You need to buy some filing cabinets. You know that Cabinet X costs $10 per
unit, and requires six square feet of floor space. Cabinet Y costs $20 per unit,
and requires eight square feet of floor space. You have been given $140 for this
purchase, though you don't have to spend that much. The office has room for no
more than 72 square feet of cabinets. Let x = number of model X cabinets
purchased and y= number of model Y cabinets purchased
A. If Cabinet X holds 8 cubic feet of files, and Cabinet Y holds 12 cubic feet
of files, how many of which model should you buy, in order to maximize
storage volume?
B. Find inequalities also
A. Let's start by finding the objective function, which represents the storage volume.
Objective function: Volume = 8x + 12y
Now let's deal with the constraints.
1. Cost constraint: The total cost should be less than or equal to $140.
10x + 20y ≤ 140
2. Floor space constraint: The total floor space should be less than or equal to 72 square feet.
6x + 8y ≤ 72
3. Non-negativity constraint: The number of cabinets cannot be negative.
x, y ≥ 0 (x and y are non-negative)
Now we have the following system of inequalities:
10x + 20y ≤ 140
6x + 8y ≤ 72
x, y ≥ 0
B. The inequalities are as follows:
10x + 20y ≤ 140 (Cost constraint)
6x + 8y ≤ 72 (Floor space constraint)
x, y ≥ 0 (Non-negativity constraint)
These inequalities represent the conditions that need to be satisfied to find the optimal solution for the filing cabinet purchase.
A. To maximize storage volume, we need to optimize the cubic feet of files capacity.

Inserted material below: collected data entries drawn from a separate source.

PR #205, opened 2017-01-26
Allow for specifying epsilon segments in routes

adye20:
Hi. This is to allow for specifying of epsilon segments in the Ember Router DSL. This is for the ability to have a nameless route.

Reference constraint 2.1 in http://www.nathanhammond.com/route-recognizer for
more information about epsilon segments.


wagenet:
Given the inactivity here I'm going to go ahead and close this. If you would still like to try to move this forward, please let me know and I'll ensure that it gets a proper review.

Let's calculate the cubic feet capacity of each cabinet first.
Cabinet X: 8 cubic feet
Cabinet Y: 12 cubic feet
We want to maximize the total storage volume, given the constraints of the budget and floor space. Let's set up the objective function and constraints.
Objective function:
Maximize V = 8x + 12y (Storage volume in cubic feet)
Constraints:
10x + 20y ≤ 140 (Budget constraint)
6x + 8y ≤ 72 (Floor space constraint)
Now let's graph the feasible region and identify the optimal point.
B. Inequalities:
Budget constraint: 10x + 20y ≤ 140
Floor space constraint: 6x + 8y ≤ 72
These inequalities represent the constraints on the budget and floor space. So the number of each model should satisfy these inequalities.
A. To maximize the storage volume, we need to determine the number of each model to buy. Let's assume we buy x units of Cabinet X and y units of Cabinet Y.
The storage volume of Cabinet X is 8 cubic feet per unit, so the total storage volume of x units of Cabinet X would be 8x cubic feet.
Similarly, the storage volume of Cabinet Y is 12 cubic feet per unit, so the total storage volume of y units of Cabinet Y would be 12y cubic feet.
We want to maximize the storage volume, so we can formulate our objective function as:
f(x,y) = 8x + 12y
Now, we need to consider the given constraints:
1. Cost constraint: We have $140 available for the purchase. The cost of Cabinet X is $10 per unit, and the cost of Cabinet Y is $20 per unit. So, the cost constraint can be written as:
10x + 20y ≤ 140
2. Space constraint: The office has room for no more than 72 square feet of cabinets. The floor space required by Cabinet X is 6 square feet per unit, and the floor space required by Cabinet Y is 8 square feet per unit. Therefore, the space constraint can be written as:
6x + 8y ≤ 72
To find the number of each model to maximize the storage volume, we can solve this linear programming problem by graphing the feasible region and identifying the optimal solution or by using linear programming software.
B. The inequalities for the given constraints are:
1. Cost constraint: 10x + 20y ≤ 140
2. Space constraint: 6x + 8y ≤ 72
These inequalities represent the limits on the cost and space for the purchase of filing cabinets.